▶ EXERCISE DIRECTIONS: Would you return, word for word, the lines of the data below from the line with "bobthebuidlr: For that" through the line with "bobthebuidlr, line 34: This", and no others?

[Opening SUPPLIED DATA section]

PR #354, opened 2024-01-19
Fix inflated collateral

piobab:


markonmars (approved):

contracts/red-bank/src/interest_rates.rs
```diff
@@ -111,12 +111,17 @@ pub fn update_interest_rates(
...
+    let mut current_utilization_rate = if !total_collateral.is_zero() {
         Decimal::from_ratio(total_debt, total_collateral)
     } else {
         Decimal::zero()
     };
 
+    // Limit utilization_rate to 100%.
+    // With the current code it should hopefully never happen that it gets calculated to more than 100%,
+    // but better be safe than sorry.
+    current_utilization_rate = current_utilization_rate.min(Decimal::one());
```
dancreee, line 123: i wonder if it would be better to assert <= 100 here and fail the tx - rather than just capping it at 100% and having a problem maybe go ignored? haven't really thought it through but it would be more defensive

dancreee (approved):

contracts/red-bank/src/interest_rates.rs
piobab: Makes sense! Pushed update.

piobab: Reverted. Calculated amount of debt with interest accured could end up with the situation when utilization is > 100% (not much but it can be).

dancreee (approved):

piobab:
@dancreee @markonmars resolved conflicts and updated CM migration (2.0.2 is already used by swapper routes migration on master)

markonmars (approved):

PR #360, opened 2024-02-21
v2 market(s) query: add underlying collateral and debt

bobthebuidlr:


contracts/red-bank/src/query.rs
```diff
@@ -38,6 +38,27 @@ pub fn query_market(deps: Deps, denom: String) -> StdResult<Option<Market>> {
...
+    let collateral_underlying_amount =
+        get_underlying_liquidity_amount(market.collateral_total_scaled, &market, block_time)?;
+
+    let debt_underlying_amount =
+        get_underlying_debt_amount(market.debt_total_scaled, &market, block_time)?;
+
+    Ok(MarketResponse {
+        debt_underlying_amount,
+        collateral_underlying_amount,
+        collateralization_rate: Decimal::from_ratio(
```
piobab, line 54: Sorry, can we change it to `utilization_rate`? This is what we use in interest rate formula, see:
```
let mut current_utilization_rate = if !total_collateral.is_zero() {
        Decimal::from_ratio(total_debt, total_collateral)
    } else {
        Decimal::zero()
    };
   ```

File: contracts/red-bank/src/query.rs [hunk 2]
```diff
@@ -56,6 +77,43 @@ pub fn query_markets(
         .collect()
 }
 
+pub fn query_markets_v2(
```
piobab, line 80: Could you please implement in similar way as `query_user_collaterals_v2`? Would be good to have new way for pagination. We could avoid spinning new query if there is no new items.

contracts/red-bank/tests/tests/test_query.rs
```diff
@@ -306,3 +311,104 @@ fn query_user_asset_debt() {
         );
     }
 }
+
+#[test]
+pub fn test_query_market_v2() {
```
piobab, line 316: Please remove `test` prefixes, just leave `query_market_v2`

packages/types/src/red_bank/types.rs
```diff
@@ -113,3 +113,13 @@ pub struct UserPositionResponse {
     pub weighted_liquidation_threshold_collateral: Uint128,
     pub health_status: UserHealthStatus,
 }
+
+#[cw_serde]
+pub struct MarketResponse {
```
piobab, line 118: Can we rename it to `MarketV2Response`? It relates for MarketV2 query. It is nice to have query and response naming similar

scripts/types/generated/mars-red-bank/MarsRedBank.types.ts
```diff
@@ -236,7 +247,23 @@ export interface Market {
   liquidity_rate: Decimal
   reserve_factor: Decimal
 }
+export interface MarketResponse {
```
piobab, line 250: Nice that flatten works! :)

packages/types/src/red_bank/types.rs
bobthebuidlr: Done, renamed it

packages/types/src/red_bank/types.rs
```diff
@@ -112,3 +114,15 @@ pub struct UserPositionResponse {
     pub weighted_liquidation_threshold_collateral: Uint128,
     pub health_status: UserHealthStatus,
 }
+
+pub type PaginatedMarketV2Response = PaginationResponse<MarketV2Response>;
+
+#[cw_serde]
+pub struct MarketV2Response {
+    pub collateral_underlying_amount: Uint128,
```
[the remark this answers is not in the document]
bobthebuidlr: Yeah I agree with the renaming to `collateral_total_amount`. I don't feel like it's necessary to create a `MarketV2` struct though

piobab (approved):
LGTM!

PR #362, opened 2024-02-22
add all_vault_utilizations query to CM

bobthebuidlr:


contracts/credit-manager/src/query.rs
```diff
@@ -142,12 +142,50 @@ pub fn query_vault_utilization(
...
+    env: Env,
+    start_after: Option<String>,
+    limit: Option<u32>,
+) -> ContractResult<Vec<VaultUtilizationResponse>> {
+    let params = PARAMS.load(deps.storage)?;
+    let oracle = ORACLE.load(deps.storage)?;
+    let vault_configs = params.query_all_vault_configs(&deps.querier, start_after, limit)?;
+
+    vault_configs
+        .iter()
```
piobab, line 171: If you change order you will avoid addr clone: 
```
Ok(VaultUtilizationResponse {
                utilization: vault_utilization_in_deposit_cap_denom(
                    &deps,
                    &oracle,
                    &vault_config,
                    &env.contract.address,
                )?,
                vault: Vault {
                    address: vault_config.addr,
                }
                .into(),
            })
```

contracts/credit-manager/src/query.rs
```diff
@@ -142,12 +142,50 @@ pub fn query_vault_utilization(
...
+        utilization: vault_utilization_in_deposit_cap_denom(
+            &deps,
+            &oracle,
+            &vault_config,
+            &env.contract.address,
+        )?,
     })
 }
 
+pub fn query_all_vault_utilizations(
```
piobab, line 160: Can we use new pagination?

contracts/credit-manager/src/query.rs
bobthebuidlr: Why is this supposed to make the `clone()` redundant? I just tried and it still not allowing moving of borrowed `addr`.

contracts/credit-manager/src/query.rs
bobthebuidlr: For that to work, I'd have to adjust the `query_all_vault_configs` as well to support the pagination. This means we'd also have to create a v2 version for that one. Should I still do this? Wouldn't hurt I guess, but will just take some more time.

piobab: Up to you. If we create new queries IMO we should go with newest format which will be end goal.

bobthebuidlr: Yeah I do agree here. Let me just add another V12 query for vault_configs to support the new pagination then.

packages/types/tests/test_paginate_query.rs
```diff
@@ -0,0 +1,8 @@
+#[test]
```
bobthebuidlr, line 1: @piobab I'm unsure how to create a mock `Map` that we can use for testing this query

packages/types/src/lib.rs
```diff
@@ -26,3 +30,33 @@ pub struct PaginationResponse<T> {
 pub struct Metadata {
     pub has_more: bool,
 }
+
+pub fn paginate_query<'a, K, T, R, E, F>(
```
bobthebuidlr, line 34: This one only works with `Map`. For sure RB (and probably other contracts) will need to use a `prefix`. Should we just create a second version of this function for prefix variants (feels very duplicate IMO, should be a better way)? @piobab

piobab: Could be tricky to create correct generic types to handle prefix and map in the same function. For now let's do second function as it is in cw-paginate.

packages/types/tests/test_paginate_query.rs
piobab: You can do something like this:
```
#[test]
fn sample_test_case() {
    let mut deps = mock_dependencies();
    let env = mock_env();

    let coin_balances: Map<&str, Uint128> = Map::new("coin_balance");

    coin_balances.save(&mut deps.storage, "key_1", &Uint128::new(100)).unwrap();
    coin_balances.save(&mut deps.storage, "key_2", &Uint128::new(101)).unwrap();
    coin_balances.save(&mut deps.storage, "key_3", &Uint128::new(102)).unwrap();

    let res = paginate_query(&coin_balances, &deps.storage, None, 2, |key, amount| {
        let mapped = CoinBalanceResponseItem {
            account_id: "accoun_1".to_string(),
            denom: key,
            amount,
        };

        Ok::<CoinBalanceResponseItem, StdError>(mapped)
    });
    let res = res.unwrap();
    assert_eq!(res.metadata.has_more, true);
    assert_eq!(res.data.len(), 2);
}
```

contracts/credit-manager/tests/tests/test_utilizations_all_query.rs
```diff
@@ -0,0 +1,256 @@
...
+#[test]
+fn utilizations_are_zero() {
+    let vault_info_1 = unlocked_vault_info();
+    let vault_info_2 = locked_vault_info();
+
+    let mock = MockEnv::new().vault_configs(&[vault_info_1.clone(), vault_info_2]).build().unwrap();
+
+    let res = mock.query_all_vault_utilizations(None, None).unwrap();
+
+    let _ = res.data.iter().map(|vault_utilization| {
```
piobab, line 40: `res.data.iter()` could be used even if in the response are only one item. It doesn't check if there are 2 items.

I would prefer to match like this:
```
assert_eq!(
        res.data,
        vec![
            VaultUtilizationResponse {
                vault: mock.get_vault(&vault_info_1),
                utilization: Coin {
                    denom: vault_info_1.deposit_cap.denom.clone(),
                    amount: Uint128::zero(),
                },
            },
            VaultUtilizationResponse {
                vault: mock.get_vault(&vault_info_2),
                utilization: Coin {
                    denom: vault_info_2.deposit_cap.denom.clone(),
                    amount: Uint128::zero(),
                },
            }
        ]
    );
```

contracts/params/tests/tests/test_query_all_vault_configs_v2.rs
```diff
@@ -0,0 +1,58 @@
...
+        &mock.query_owner(),
+        VaultConfigUpdate::AddOrUpdate {
+            config: vault_config_2,
+        },
+    )
+    .unwrap();
+
+    let vault_configs = mock.query_all_vault_configs_v2(None, Some(1));
+
+    assert_eq!(vault_configs.data.get(0).unwrap().addr, deps.api.addr_validate("vault_1").unwrap())
```
piobab, line 31: You can use:
`Addr::unchecked("vault_1")`

piobab (approved):
LGTM. Only minor changes

contracts/params/tests/tests/test_query_all_vault_configs_v2.rs
piobab, line 31: I will check length also

contracts/params/tests/tests/test_query_all_vault_configs_v2.rs
```diff
@@ -0,0 +1,58 @@
...
+    .unwrap();
+    mock.update_vault_config(
+        &mock.query_owner(),
+        VaultConfigUpdate::AddOrUpdate {
+            config: vault_config_2,
+        },
+    )
+    .unwrap();
+
+    let vault_configs = mock.query_all_vault_configs_v2(None, Some(1));
```
piobab, line 55: Would be nice to check that `Bound::exclusive` works

bobthebuidlr: Done. Also added an extra test case for that.

contracts/credit-manager/tests/tests/test_utilizations_all_query.rs
bobthebuidlr: Agree, adjusted accordingly

PR #366, opened 2024-02-27
Mp 2261 rr neutron

piobab:
Add LSD price source to Wasm (neutron) version of Oracle contract. It uses similar logic to Osmosis but for TWAP we use Astroport.

I use Stride ICA oracle contract as a reference for integration tests. The rest of LSD providers should have the same API.

TODO: migration for older version of Oracle contract on Neutron. This will come after this PR is merged.


contracts/oracle/wasm/src/astroport_twap.rs
```diff
@@ -36,6 +36,11 @@ impl ExecuteTwapSnapshots for WasmOracle<'_> {
                     window_size,
                     tolerance,
                 } => (pair_address, window_size, tolerance),
+                WasmPriceSourceChecked::Lsd {
```
piobab, line 39: @markonmars probably you use Twap price source to know what prices should snapshot. This is new one which has Twap wrapped inside. Please take a look.

dancreee (approved):

PR #367, opened 2024-02-28
Support osmo cosmwasm pool

piobab:
- Add support for CosmWasm Pool (transmuter)
- Use 1:1 pricing (https://github.com/osmosis-labs/transmuter) for CosmWasm pool when estimating out amount. For the rest of the pools we use arithmetic TWAP.

Before/After migration:
Zrzut ekranu 2024-02-28 o 22 18 38

### DIFF
--- a/contracts/swapper/osmosis/src/route.rs
+++ b/contracts/swapper/osmosis/src/route.rs
@@ -2,7 +2,7 @@ use std::fmt;
 
 use cosmwasm_schema::cw_serde;
 use cosmwasm_std::{BlockInfo, CosmosMsg, Decimal, Empty, Env, Fraction, QuerierWrapper, Uint128};
-use mars_osmosis::helpers::{query_arithmetic_twap_price, query_pool, CommonPoolData};
+use mars_osmosis::helpers::{query_arithmetic_twap_price, query_pool, CommonPoolData, Pool};
 use mars_swapper_base::{ContractError, ContractResult, Route};
 use mars_types::swapper::{EstimateExactInSwapResponse, SwapperRoute};
 use osmosis_std::types::osmosis::gamm::v1beta1::MsgSwapExactAmountIn;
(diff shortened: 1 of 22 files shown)


dancreee (approved):

piobab:
@dancreee thx for review. Pushed update for 1:1 pricing when CosmWasm Pool.

dancreee (approved):
lgtm

contracts/swapper/osmosis/src/route.rs
```diff
@@ -201,13 +201,20 @@ fn query_out_amount(
...
-            step.pool_id,
-            &denom_in,
-            &step.token_out_denom,
-            start_time,
-        )?;
+        let pool = query_pool(querier, step.pool_id)?;
+        let step_price = if let Pool::CosmWasm(..) = pool {
+            // TWAP not supported.
+            // This is transmuter (https://github.com/osmosis-labs/transmuter) pool with 1:1 conversion of one asset to another.
+            Decimal::one()
```
markonmars, line 208: Is there any situation where the transmuter will have a successful swap but not return 1? For instance, in the case that it reaches its maximum weight limit for an asset?

Guess this is only a query, just thinking out loud here :smile:

markonmars (approved):

contracts/swapper/osmosis/src/route.rs
piobab: Unfortunatelly not whitelisted :/ https://github.com/osmosis-labs/osmosis/blob/ef49d875fa6cc276d9844840e9feeed36fbdc631/wasmbinding/stargate_whitelist.go#L88

piobab: This query is used to calculate min output amount (slippage).

I updated to use `calc_out_amt_given_in` (see last commit). It will use the same logic as it is for swapping from CosmWasm pool contract (including normalization factors https://github.com/osmosis-labs/transmuter/blob/main/contracts/transmuter/src/swap.rs#L437).

Previous version was also correct but what @markonmars pointed is already handled by this query in the transmuter contract:
```
// ensure there is enough token_out_denom in the pool
        ensure!(
            token_out_pool_asset.amount() >= token_out_amount,
            ContractError::InsufficientPoolAsset {
                required: token_out,
                available: token_out_pool_asset.to_coin()
            }
        );
```

piobab: Verified on newmetric instance:
Zrzut ekranu 2024-03-11 o 19 25 46

piobab: cc @dancreee @markonmars

packages/chains/osmosis/src/helpers.rs
```diff
@@ -186,12 +285,55 @@ pub fn recovered_since_downtime_of_length(
...
+    let res: CalcOutAmtGivenInResponse = querier.query(&QueryRequest::Wasm(WasmQuery::Smart {
+        contract_addr: contract_addr.to_string(),
+        msg: to_json_binary(&CalcOutAmtGivenInRequest {
+            calc_out_amt_given_in: Some(CalcOutAmtGivenIn {
+                token_in: Some(Coin {
+                    denom: token_in.denom.to_string(),
+                    amount: token_in.amount.to_string(),
+                }),
+                token_out_denom: token_out_denom.to_string(),
+                swap_fee: "0".to_string(), // 0 is required by the contract
```
markonmars, line 313: good comment :)

markonmars (approved):
nice :+1:

dancreee (approved):

PR #374, opened 2024-04-22
MP-2342. Pricing xyk lp

piobab:


contracts/oracle/wasm/src/price_source.rs
```diff
@@ -643,6 +671,36 @@ fn query_lsd_price(
     min_price.checked_mul(transitive_price).map_err(Into::into)
 }
 
+/// The calculation of the value of liquidity token, see: https://blog.alphafinance.io/fair-lp-token-pricing/.
+/// This formulation avoids a potential sandwich attack that distorts asset prices by a flashloan.
+///
```
markonmars, line 676: Is this comment still required? Seems like it has been duplicated

markonmars (approved):
LGTM.

Are there any issues with using different price sources? I.e price_source of asset a is a twap while asset b price source is pyth. I imagine this is fine we just end up with some sort of half twap price, but interested in if you had any thoughts on this ?

contracts/oracle/wasm/tests/tests/test_price_source.rs
```diff
@@ -909,3 +922,78 @@ pub fn validate_and_query_lsd_price_source(
...
+        coin0_value = Uint256::from_uint128(coin0.amount) * Decimal256::from(price);
+    }
+    if let Some(price) = other_asset_price {
+        other_assets_price_sources.push((other_denom, fixed_source(price)));
+
+        coin1_value = Uint256::from_uint128(coin1.amount) * Decimal256::from(price);
+    }
+
+    // Calculate expected price
+    let pool_value_u256 = Uint256::from(2u8) * (coin0_value * coin1_value).isqrt();
```
bobthebuidlr, line 984: Why aren't you calling the function on the contract to calculate the xyk price?

bobthebuidlr (approved):

contracts/oracle/wasm/tests/tests/test_price_source.rs
piobab: Hmm take a look on the functions params (I don't have Map to access etc). Moreover I would prefer to don't use the same function in test case as I used in contract code.. If there is an issue I could sneak something to the test case.

contracts/oracle/wasm/src/price_source.rs
piobab: Removed

PR #375, opened 2024-04-23
add `AccountKind` to `Positions` query response

bobthebuidlr:


contracts/credit-manager/tests/tests/test_positions_query.rs
```diff
@@ -0,0 +1,19 @@
+use cosmwasm_std::Addr;
```
piobab, line 1: I think now that we could consider this test case in `test_create_credit_account.rs`

contracts/credit-manager/src/query.rs
```diff
@@ -65,6 +65,7 @@ pub fn query_config(deps: Deps) -> ContractResult<ConfigResponse> {
 pub fn query_positions(deps: Deps, account_id: &str) -> ContractResult<Positions> {
     Ok(Positions {
         account_id: account_id.to_string(),
+        kind: ACCOUNT_KINDS.load(deps.storage, account_id)?,
```
piobab, line 68: I will be more explicit and name it `account_kind`

piobab (approved):

PR #4312, opened 2026-06-02
Mark govuk-rota-generator as private [TECH-29]

ChrisBAshton:
Set the visibility of govuk-rota-generator to private.

Jira: https://gov-uk.atlassian.net/browse/TECH-29


AgaDufrat (approved):
I can't see the visibility change in the plan but otherwise looks fine. It maybe the case that we have to run TF plan/apply twice. 

Screenshot 2026-06-02 at 12 49 18

dj-maisy (approved):

PR #4314, opened 2026-06-02
Address the broken ECR Deployment, move old repos.

dj-maisy:
## What?
Some Github Repos have been marked as archived or have had their deployable status set to false. This now means the TF is trying to delete the already-created ECR repos which are protected by a prevent_destroy lifecycle rule.

Hopefully this change will allow us to "move" the state of the affected repos so we can then just delete them in a follow-up PR.


jfharden (approved):
An unusual but creative solution :) Love it!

[Closing SUPPLIED DATA section]

▶ RESPONSE AREA:
bobthebuidlr: For that to work, I'd have to adjust the `query_all_vault_configs` as well to support the pagination. This means we'd also have to create a v2 version for that one. Should I still do this? Wouldn't hurt I guess, but will just take some more time.

piobab: Up to you. If we create new queries IMO we should go with newest format which will be end goal.

bobthebuidlr: Yeah I do agree here. Let me just add another V12 query for vault_configs to support the new pagination then.

packages/types/tests/test_paginate_query.rs
```diff
@@ -0,0 +1,8 @@
+#[test]
```
bobthebuidlr, line 1: @piobab I'm unsure how to create a mock `Map` that we can use for testing this query

packages/types/src/lib.rs
```diff
@@ -26,3 +30,33 @@ pub struct PaginationResponse<T> {
 pub struct Metadata {
     pub has_more: bool,
 }
+
+pub fn paginate_query<'a, K, T, R, E, F>(
```
bobthebuidlr, line 34: This one only works with `Map`. For sure RB (and probably other contracts) will need to use a `prefix`. Should we just create a second version of this function for prefix variants (feels very duplicate IMO, should be a better way)? @piobab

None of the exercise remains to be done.